One way to look at the utility of BE data is looking at a residue-by-residue basis rather than a mutant by mutant basis Attempting to do an ROC curve for which sliding window model is the best at estimating SM true positives 1. BE data doesn’t work well on a residue-by-residue basis. Build an ROC curve that shows that SM data works much better at predicting exposed vs buried than BE data 2. Some BE data models work better than others… i.e. the two residue model works better than the 1 or 5 residue model at predicting SM true positives 3. The types of effects that all these models miss are sandwich effects where there are + and - effects next to each other. Presumably because if an sgRNA makes both + and - mutants, their combined effect is a neutral effect

library(pROC)
Warning: package 'pROC' was built under R version 4.0.2
Type 'citation("pROC")' for a citation.

Attaching package: 'pROC'
The following objects are masked from 'package:stats':

    cov, smooth, var
bedata_roc=bedata_bymutant%>%filter(!synonymous%in%T,protein_start%in%c(242:322))
# Doing the ROC curve by mutant, not by residue
be_lfc=bedata_roc%>%dplyr::select(BE.LFC,BE.Significant,SM.netgr_obs_mean,SM.Significant)
be_lfc$BE.Significant=as.numeric(be_lfc$BE.Significant)
ggplot(be_lfc,aes(x=BE.LFC,y=BE.Significant))+geom_point()

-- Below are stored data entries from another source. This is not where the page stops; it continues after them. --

PR #192, opened 2018-11-17
Graphql java 11

yarinvak:


sergehuber:
Looks ok to me. Thanks. 
What was the problem ?

PR #204, opened 2019-04-05
Allow explicit GraphQLInputObjectType creation from annotated classes

cverdoes:
In some instances, when manually defining fields with input arguments there's a need for some way to explicitly create GraphQLInputObjectTypes from complex objects using annotations much like can be done for GraphQLObjectTypes. This PR exposes such a method in the GraphQLAnnotations API.


yarinvak:
Why is this needed? GraphQLInputObject type are generated if you use your type as an argument of some graphql field automatically

cverdoes:
Maybe I'm missing something. Consider the test case I added - how would you achieve that using fields with input arguments?

cverdoes:
Ok, I've now reviewed the code a bit more closely, and realized I've been using it wrong :)

PR #214, opened 2019-06-20
Remove static method to use the current instance

javiergamarra:
I think* that this doesn't need to be static and, right now, is prohibiting overrides of the method for classes that extend GraphQLObjectInfoRetriever.

Thank you for your library, nice work :)


javiergamarra:
Thank you! :)

PR #250, opened 2020-03-27
fix @GraphQLConnection for [ObjectType!]!

asinbow:
For easing the frontend development in strict typed system like `typescript` or `flowjs`, we usually use `double @GraphQLNonNull like [ObjectType!]!`. But there is a small bug in `ConnectionUtil.java` that it doesn't unwrap the internal NonNull`!`. This PR is for it , thanks for reviewing.

### DIFF
--- a/src/main/java/graphql/annotations/processor/util/ConnectionUtil.java
+++ b/src/main/java/graphql/annotations/processor/util/ConnectionUtil.java
@@ -33,13 +33,24 @@ public class ConnectionUtil {
     private static final List<Class> TYPES_FOR_CONNECTION = Arrays.asList(GraphQLObjectType.class, GraphQLInterfaceType.class, GraphQLUnionType.class, GraphQLTypeReference.class);
 
     public static boolean isConnection(AccessibleObject obj, GraphQLType type) {
+        if (!obj.isAnnotationPresent(GraphQLConnection.class)) {
+          return false;
+        }
+
         if (type instanceof graphql.schema.GraphQLNonNull) {
             type =  ((GraphQLNonNull) type).getWrappedType();
         }
-        final GraphQLType actualType = type;
-        boolean isValidGraphQLTypeForConnection = obj.isAnnotationPresent(GraphQLConnection.class) &&
-                actualType instanceof GraphQLList && TYPES_FOR_CONNECTION.stream().anyMatch(aClass ->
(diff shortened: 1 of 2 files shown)


asinbow:
~~Totally new about this repository.
I want to improve unit test for it, any suggestion?~~

Added my tests for it. I think it's ready for reviewing.

src/main/java/graphql/annotations/processor/util/ConnectionUtil.java
```diff
@@ -33,13 +33,24 @@
...
+
+        if (type instanceof graphql.schema.GraphQLNonNull) {
+            type =  ((GraphQLNonNull) type).getWrappedType();
+        }
+        if (!(type instanceof GraphQLList)) {
+          return false;
+        }
+
+        type = ((GraphQLList) type).getWrappedType();
         if (type instanceof graphql.schema.GraphQLNonNull) {
```
asinbow, line 48: An extra unwrap for types like `[ObjectType!]!`.

src/test/java/graphql/annotations/connection/GraphQLConnectionTest.java
```diff
@@ -201,6 +207,19 @@ public void methodNonNull() {
         testResult("getNonNullObjs", result);
     }
 
+    @Test
+    public void methodDoubleNonNull() {
```
asinbow, line 211: test double `@GraphQLNonNull` like `[ObjectType!]!`.

src/test/java/graphql/annotations/connection/GraphQLConnectionTest.java
```diff
@@ -396,4 +422,42 @@ public String getCursor(Obj entity) {
 
     }
 
+    /*
+     * double @GraphQLNonNull on @GraphQLList like [ObjectType!]!
+     */
+    public static class DoubleNonNullIterableTypeFunction implements TypeFunction {
```
asinbow, line 428: As I have experimented, this is the best way to implement `double @GraphQLNonNull like [ObjectType!]!`.
How about to make it builtin?

yarinvak: interesting.. we have to think about it (I don't think we handle double graphql non-null at all, not only in connection)

yarinvak (approved):

PR #258, opened 2020-09-15
Gradle update

BlasiusSecundus:
- update to latest Gradle (6.6.1)
- add the official Gradle Wrapper Validator action (https://github.com/gradle/wrapper-validation-action)
- set distribution type to "ALL" (instead of the default bin)


Fgerthoffert:
@BlasiusSecundus We're helping with maintenance for the project, could you tell us a bit more about the reasoning behind the change (other than being on a more recent version).

This PR is also 2 years old, would you consider/need updating to more recent version of graddle.

Without an answer within the next 2 months, we're going to close this PR.

Thanks,

BlasiusSecundus:
Sure, I can update the MR, if there is interest to merge it.

As for the reasons:
- regarding the newer gradle version, there was no specific reason, other than it is generally good practice to keep things up to date
- Gradle Wrapper Validator is a security measure, see the linked description
- as for ALL (vs. the default BIN) distribution - ALL includes the sources and documentation too, and this may help certain IDEs to better support Gradle build scripts; the slight drawback is that the download is obviously somewhat larger than the bin version

sergehuber:
Ok your proposal sounds great. If you can update the PR we will review it asap.

Regards,
  Serge

BlasiusSecundus:
Sure, I'll update it. It may take some time as I probably have to adjust the build script too. (Gradle is now at version 8.1.1, so probably there are some deprecation and breaking changes in between.)

Fgerthoffert:
Hi @BlasiusSecundus,

Did you get a chance to work on the PR ?

BlasiusSecundus:
Not yet really, but it is on my backlog. In the meanwhile, I created a separate PR (https://github.com/Enigmatis/graphql-java-annotations/pull/293) just with the GitHub workflow update.

sergehuber:
FYI, We have since updated the Gradle version to 8.3 in the master branch so you'll want to update your PR to reflect this. The wrapper was also updated but the validation action was for example not added.

sergehuber:
I see we have the validation both here and in the other PR. Maybe we could just keep the separate PR for validation and remove it from this one ?

BlasiusSecundus:
> FYI, We have since updated the Gradle version to 8.3 in the master branch so you'll want to update your PR to reflect this. The wrapper was also updated but the validation action was for example not added.

Considering that I think this MR is now obsolete and can be closed. Meanwhile I have rebased the other one with the validator.

sergehuber:
OK thanks @BlasiusSecundus

PR #272, opened 2021-08-04
(deps) Updating to latest graphql-java:17.1 library

setchy:
Updating to the recently released [graphql-java:17.0 library](https://github.com/graphql-java/graphql-java/releases/tag/v17.0)

As part of 17.0, the following breaking changes occured
* The deprecated ` BatchedExecutionStrategy` was removed.  As such, I've removed `@GraphQLBatched`
* Non-standard scalars (BigInteger, BigDecimal, Char, Byte, Long, Short) were all removed.   This was communicated within the [15.0 release notes](https://github.com/graphql-java/graphql-java/releases/tag/v15.0) and was finalized in 17.0.  As such, I have removed the same in this PR

Appreciate any feedback

PR #277, opened 2021-08-20
Feature/graphql java 17.1

setchy:
#272 but with passing tests


setchy:
@yrashk - should be good to go now

PR #3195, opened 2020-11-25
Changing from accession stock type to cross stock type

titima15:
Description 

Checklist 
- [ ] Refactoring only
- [ ] Documentation only
- [ ] Fixture update only
- [ ] Bug fix
- [ ] New feature
  - [ ] User-Facing Change

### DIFF
--- a/bin/change_accessions_to_crosses.pl
+++ b/bin/change_accessions_to_crosses.pl
@@ -2,7 +2,7 @@
 
 =head1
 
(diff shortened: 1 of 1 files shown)


titima15:
The script changes stock with type accession to type cross, then links each cross to parents, nd_experiment and a project

lukasmueller (approved):
Hi Titima, I would maybe add to the script documentation the exact use case when this should be run, because it is quite unusual?

:-)

PR #3200, opened 2020-11-30
add missing genotype protocol id arg

isaak:
-- fixes bug checking training pop size  with non-default genotyping protocols


lukasmueller (approved):
:-)

PR #3238, opened 2020-12-17
Topic/stock missing genotype

isaak:
-- hide 'Download all genotypes' on stock detail page
-- stop /stock/*/genotypes calls. (redirects to generic message page)


lukasmueller (approved):
:-)

PR #3258, opened 2021-01-04
Topic/dart gbs cleanup

isaak:
-- make hash table lookups case-insensitive
--  replace hard-coded stock type with db lookup


lukasmueller (approved):
:-)

Issue #3302, opened 2021-01-26
Enable test sites to send emails


lukasmueller:
Expected Behavior 
--------------------------------------------------------------------------

Emails sending is deactivated on test machines. For many purposes, such as demos, it would be useful for test sites to be able to send emails, so remove that limitation (email sending checks the production_server flag, so this check needs to be removed). 

For Bugs:
---------

PR #3312, opened 2021-01-30
Allow test sites to send emails (contact and registration verification emails)

lukasmueller:
Description 
This allows the test sites to also send emails, by removing the constraint that suppressed emails when production_server = 0.

Note that you still may have to 
* configure the correct github_access_token in sgn_local.conf (it can be copied from a production server), and that 
* the main_production_site_url, also in sgn_local.conf, needs to be set to the correct domain such that the confirmation link in the verification email goes to the correct site.
* set disable_emails = 0 in sgn_local.conf (this should be the default)
* postfix needs to be installed on the vm/server
* there might be additional firewall issues in sending mail

Closes issue #3302.

Checklist 
- [x] minor change
- [ ] Refactoring only
- [ ] Documentation only
- [ ] Fixture update only
- [ ] Bug fix
- [ ] New feature
  - [ ] User-Facing Change

### DIFF
--- a/lib/CXGN/Contact.pm
+++ b/lib/CXGN/Contact.pm
@@ -75,7 +75,7 @@ sub send_email {
 
     $body .= $request_info;
     print STDERR "$subject\n\n$body";
-    if ( $vhost_conf->get_conf('production_server') ) {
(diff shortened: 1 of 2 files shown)


titima15 (approved):
👍

PR #3387, opened 2021-03-11
add access token check and fix station search link

### LINKED ISSUE #3372: Location NOAA station edit reports invalid id when noaa_ncdc_access_token config variable is not set
Expected Behavior 
Tried saving the Clinton, NC station id `GHCND:USC00311881` in sweetpotatobase, but got the error message `The NOAA NCDC authorization token may not be valid! We could not verify your NOAA StationID. Please contact us!`

The id itself is from https://www.ncdc.noaa.gov/ and should be valid. [In the code](https://github.com/solgenomics/sgn/blob/7b5bcd94199385eea1503ee680958e31f9f53e42/mason/breeders_toolbox/location_map.mas#L423) it looks like the problem is that the `noaa_ncdc_access_token` is not set. It'd be better to check if the access token is defined before using it, and fail if it's not. It'd also be helpful to describe (maybe in the docs?) how to get/create a noaa access token.

For Bugs:
---------

bellerbrock:
Description 
Closes #3372 

Checklist 
- [ ] Refactoring only
- [ ] Documentation only
- [ ] Fixture update only
- [ ] Bug fix
- [ ] New feature
  - [ ] User-Facing Change


nickmorales (approved):
👍

PR #3416, opened 2021-03-22
Topic/seedlot upload error messages

dwaring87:
Description 

This improves the error messages returned when uploading seedlots:
- include the seedlot name with the error message
- check for undefined accession/cross id before creating a new seedlot
- check for errors returned from the seedlot store function

It also changes the add/upload buttons on the seedlot page to only be displayed when the user is logged in and displays a message to login if they are not.

There is still an issue that a seedlot file can pass validation but fail on storage if the accession name differs in case from the database entry (the validation is case-insensitive but the method to get the stock id from an accession name is case sensitive).

Checklist 
- [ ] Refactoring only
- [ ] Documentation only
- [ ] Fixture update only
- [ ] Bug fix
- [ ] New feature
  - [ ] User-Facing Change


lukasmueller (approved):
:-)

PR #3428, opened 2021-03-25
Topic/alter analysis comp trait handling

bellerbrock:
Description 

Adds missing owner_id to analysis trial create
Fixes analysis save errors by simplifying composed trait handling. 

@nickmorales the composed trait code was not working for me when trying to save mixed model analyses, but I'm not sure what other contexts it's used in and if these changes will break them. Could you help review?
In particular I'm not understanding the code written to handle composition of time terms - won't analyses only need to combine existing traits with a statistical ontology term?

Checklist 
- [ ] Refactoring only
- [ ] Documentation only
- [ ] Fixture update only
- [ ] Bug fix
- [ ] New feature
  - [ ] User-Facing Change

### DIFF
--- a/lib/CXGN/Analysis.pm
+++ b/lib/CXGN/Analysis.pm
@@ -17,9 +17,9 @@ The data structure is built using type ids that are different from a regular fie
 
 =item nd_experiment.type_id
 
-The nd_experiment.type_id links to 'analysis_experiment' (nd_experiment_property) (equivalent to 'field_experiment' in a trial), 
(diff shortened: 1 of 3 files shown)


nickmorales (approved):
@bellerbrock the idea was to allow someone to pass in an object for the traits, such as:
{
'Harvest index|CO_323:0000101' => ['day 10|TIME:0000102', 'additional info|ETC:0000202'],
}
and the system would post-compose the trait with the statistical ontology term and the additional terms.
This is useful for time-series terms that need to be post-composed with their time term.

PR #3433, opened 2021-03-28
Topic/fix download utf8

lukasmueller:
Description 
Fixes an issue with the download of pedigrees on the download page that contain characters in utf-8.
In essence, the read_file function of File::Slurp does not handle UTF-8 correctly, and should not be used in any code... (that was new to me too).

Thanks to Martin Lague for pointing out the issue.

Checklist 
- [ ] Refactoring only
- [ ] Documentation only
- [ ] Fixture update only
- [x] Bug fix
- [ ] New feature
  - [ ] User-Facing Change


nickmorales (approved):
👍

PR #3468, opened 2021-04-09
Duplicate Genotypes Download

### LINKED ISSUE #3453: Dealing with duplicate genotypes
I was curious how BreedBase handles genotype data that is for the same accession on the same genotyping protocol. Every year we genotype all yield plots from the first rep of all trials and we genotype with the same SNP set. This generates lots of duplicate data for checks and accessions that were genotyped the previous year or the same year across trials.  Technically the lines are changing slightly each year with selfing and also we want to be able to track seedlot contamination/planting errors, so the duplicate data are useful but It doesn't seem like there is a way, on the user facing side at least, to manage the duplicate genotypes. Breedbase allows duplicates to be uploaded, but I'm not sure which version is being returned on download. It would be useful if there was a concept of a preferred duplicate that could be returned by default, but all duplicates were retained because we need a record for identifying mixups/contamination. Having the option to merge duplicates via consensus would also be useful.

nickmorales:
Option on wizard download to include duplicate genotypes in returned VCF or DosageMatrix. If the option is selected, the downloaded file will have the unique database genotype_id appended in the header columns.

Fixes bug in upload of duplicate genotypes in the same protocol. If duplicate genotypes were uploaded for the same stock in the same protocol, only the most recent genotypes were stored. Now the upload will actually store all the duplicate genotypes.

Description 

closes #3453 

Checklist 
- [ ] Refactoring only
- [ ] Documentation only
- [ ] Fixture update only
- [ ] Bug fix
- [ ] New feature
  - [ ] User-Facing Change

### DIFF
--- a/js/source/modules/wizard-downloads.js
+++ b/js/source/modules/wizard-downloads.js
@@ -6,14 +6,14 @@ import "../legacy/CXGN/Dataset.js";
  *
  * @class
  * @classdesc links to a wizard and manages showing relavant related data
- * @param  {type} main_id div to draw within 
- * @param  {type} wizard wizard to link to 
+ * @param  {type} main_id div to draw within
+ * @param  {type} wizard wizard to link to
  * @returns {Object}
- */ 
+ */
 export function WizardDownloads(main_id,wizard){
   var main = d3.select(main_id);
   var datasets = new CXGN.Dataset();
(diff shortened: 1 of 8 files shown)


lukasmueller (approved):
:-)

PR #3475, opened 2021-04-14
Footer: add git status information

dwaring87:
Description 

This adds git status information about the sgn repo to the footer, such as the latest commit hash, the latest tag, and the timestamp of the last commit.

This is added to the base mason component in /mason/site/footer/body.mas but will probably need to be incorporated into the site-specific mason file.

Checklist 
- [ ] Refactoring only
- [ ] Documentation only
- [ ] Fixture update only
- [ ] Bug fix
- [ ] New feature
  - [ ] User-Facing Change

### DIFF
--- a/mason/site/footer/body.mas
+++ b/mason/site/footer/body.mas
@@ -1,3 +1,8 @@
+<%init>
+  my $tag = `git describe --abbrev=0 --tags`;
+  my $commit = `git rev-parse --short HEAD`;
+  my $updated = `git log -1 --format=%cd`;
+</%init>
 
 <!-- BEGIN SITE SPECIFIC FOOTER. -->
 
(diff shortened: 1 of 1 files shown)


mason/site/footer/body.mas
```diff
@@ -1,20 +1,32 @@
+<%init>
+  my $tag = `git describe --abbrev=0 --tags`;
```
nickmorales, line 2: this is a great idea!

in the site specific masons it is possible to do something like (this would also work in this repo):
my $dir = $c->config->{basepath};
my $tag = `cd $dir; git describe --abbrev=0 --tags`;
my $commit = `cd $dir; git rev-parse --short HEAD`;
my $updated = `cd $dir; git log -1 --format=%cd`;

lukasmueller (approved):
:-)

PR #3521, opened 2021-05-12
Topic/refresh matviews

nmenda:
Description 

Checklist 
- [ ] Refactoring only
- [ ] Documentation only
- [ ] Fixture update only
- [ ] Bug fix
- [ ] New feature
  - [ ] User-Facing Change

### DIFF
--- a/bin/refresh_matviews.pl
+++ b/bin/refresh_matviews.pl
@@ -68,26 +68,28 @@ try {
     if ($mode eq 'fullview') {
 	@mv_names = keys ( %matviews );
 
-	print STDERR "*Setting currently_refreshing = TRUE\n";
-	my $cur_refreshing_h = $dbh->prepare($cur_refreshing_q);
-	$cur_refreshing_h->execute($state);
+
     } 
     if ($mode eq 'stockprop'){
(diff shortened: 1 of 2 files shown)


bin/refresh_matviews.pl
```diff
@@ -13,89 +13,115 @@ =head1 DESCRIPTION
...
+    }
+    
+    my $cur_refreshing_q =  "UPDATE public.matviews SET currently_refreshing=?";
+    my $state = 'TRUE';
+    
+    my @mv_names = ();
+    
+    if ($mode eq 'fullview') {
+	@mv_names = keys ( %matviews );
+	push (@mv_names, "materialized_stockprop", "materialized_phenotype_jsonb_table");
```
bellerbrock, line 70: Hey @nmenda , with the db patch update to the matviews table this line should no longer be needed, right?

Also I'm thinking we should add 'phenotype' and 'genotype' modes options here. But I see what you mean about needing many to many relationships to do it, maybe via a new matview_types table

nmenda: I removed this line and added a 'refresh_start' column to matviews. 
Will add more modes as we decide how to group the views in the db

lukasmueller (approved):
:-)

PR #5489, opened 2025-05-14
create 'composed traits' cvterm if does not exist

nmenda:
Description 
error in okra.breedbase 
No cvterm for composed traits, so has to be created from the post composing tool the first time a COMP trait is generated 

Checklist 
- [ ] Refactoring only
- [ ] Documentation only
- [ ] Fixture update only
- [ ] Bug fix
- [ ] New feature
  - [ ] User-Facing Change

### DIFF
--- a/lib/CXGN/Onto.pm
+++ b/lib/CXGN/Onto.pm
@@ -152,38 +152,32 @@ sub store_composed_term {
         $h->execute();
         my $accession = $h->fetchrow_array();
 
-      my $new_term_dbxref =  $schema->resultset("General::Dbxref")->create( {
-          db_id     => $db->get_column('db_id'),
-          accession => sprintf("%07d",$accession)
-      });
-
-      my $parent_term= $schema->resultset("Cv::Cvterm")->create_with(
-        { cv     =>$cv,
-          name   => 'Composed traits',
-      });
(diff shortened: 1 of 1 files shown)


lib/CXGN/Onto.pm
```diff
@@ -157,21 +157,21 @@ sub store_composed_term {
           accession => sprintf("%07d",$accession)
       });
 
-      my $parent_term= $schema->resultset("Cv::Cvterm")->find(
-        { cv_id  =>$cv->cv_id(),
+      my $parent_term= $schema->resultset("Cv::Cvterm")->create_with(
```
lukasmueller, line 160: shouldn't this be something like find_or_create_with? You want to create this only once?

lukasmueller (commented):
will this create duplicate entries of the composed variable?

nmenda:
@chris263 

> @nmenda , this is working fine to add new post composed traits. However, it is showing post comp as "null" in the search page.
> 
> Screenshot from 2025-05-14 20-16-15

this was a database issue with the db_id of the root term for the COMP post_composed trait ontology. Fixed in the Okra db, and made another commit to find or create the correct root term

chris263 (approved):

PR #5498, opened 2025-05-16
fixes for the image analysis tool

lukasmueller:
Description 
The image analysis tool configuration was moved to the conf files, but some data was still hard coded (trait data). This moves the trait data also to the config file.

Checklist 
- [ ] Refactoring only
- [ ] Documentation only
- [ ] Fixture update only
- [ ] Bug fix
- [ ] New feature
  - [ ] User-Facing Change


afpowell (changes requested):
I'm getting a "garbage after JSON object..." error. It looks like the braces right before "whitefly count" in the sgn.conf aren't quite right. I think one closing brace needs to be deleted.

afpowell (approved):
:+1:

PR #5514, opened 2025-05-27
Flexible headers in fieldbook file upload

bm743:
Description 
Allow headers in fieldbook file to be in any order. Files exported from fieldbook now work with the uploader

Checklist 
- [ ] Refactoring only
- [ ] Documentation only
- [ ] Fixture update only
- [ ] Bug fix
- [ ] New feature
  - [ ] User-Facing Change


afpowell (changes requested):
It looks like the check of the ObservationUnitDbId values might be failing when it shouldn't. It passes verification if I change the values in that column to be the same as those for ObservationUnitName, but this is not what is exported from Field Book.

chris263 (approved):
It works!

afpowell (approved):
:+1:

PR #5585, opened 2025-07-03
Fixing report generation for large files

chris263:
The report generation process was intermittently failing to decode JSON output files. The error message indicated that the JSON was incomplete or malformed (e.g., unexpected end of string while parsing JSON string).

This happened because the code was attempting to read the JSON file as soon as it appeared on disk, before the report generation script had fully finished writing the file. Since the script was launched asynchronously via CXGN::Job, there was no guarantee that the file was complete at the moment it became visible.

Solution:
To ensure the JSON file is fully written before reading, the code was updated to execute the report script synchronously using system() instead of submitting it to CXGN::Job. This guarantees that the process has completed and the file is complete before any attempt to decode its contents.

This change eliminates race conditions and ensures consistent, valid JSON parsing.


chris263:
There is new PR in substitution

PR #5600, opened 2025-07-09
Update Report Engine

chris263:
It is in substitution on the PR #5585 

1- Supports running multiple report formats in a single request.
2 - Executes report generation asynchronously, allowing the user interface to remain responsive while reports are processed in the background.
3- Implements automatic error notification: if the report script fails, an email is sent to notify users of the error details.
4- Fixes phenotype QC report


ryan-preble (changes requested):
In Report.pm, you will need to manually update the status of the job record in the DB depending on what happens. Use:
$report_job_record->update_status("failed");
$report_job_record->update_status("finished");
where appropriate.

ryan-preble (approved):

ggplot(be_lfc,aes(x=BE.LFC,y=SM.Significant))+geom_point()

glm.fit=glm(as.numeric(be_lfc$SM.Significant)~be_lfc$BE.LFC,family=binomial)
be_lfc$glm_fits=glm.fit$fitted.values
# Note that the variable used for the threshold for significance is the BE LFC. 

ggplot(be_lfc,aes(x=BE.LFC,y=as.numeric(SM.Significant)))+geom_point()+geom_line(aes(x=BE.LFC,y=glm_fits))

par(pty="s")
roc(as.numeric(be_lfc$SM.Significant),be_lfc$glm_fits,plot=T,legacy.axes=T,percent=T,xlab="False Positive Percentage",ylab="True Positive Percentage",print.auc=T)
Setting levels: control = 0, case = 1
Setting direction: controls < cases


Call:
roc.default(response = as.numeric(be_lfc$SM.Significant), predictor = be_lfc$glm_fits,     percent = T, plot = T, legacy.axes = T, xlab = "False Positive Percentage",     ylab = "True Positive Percentage", print.auc = T)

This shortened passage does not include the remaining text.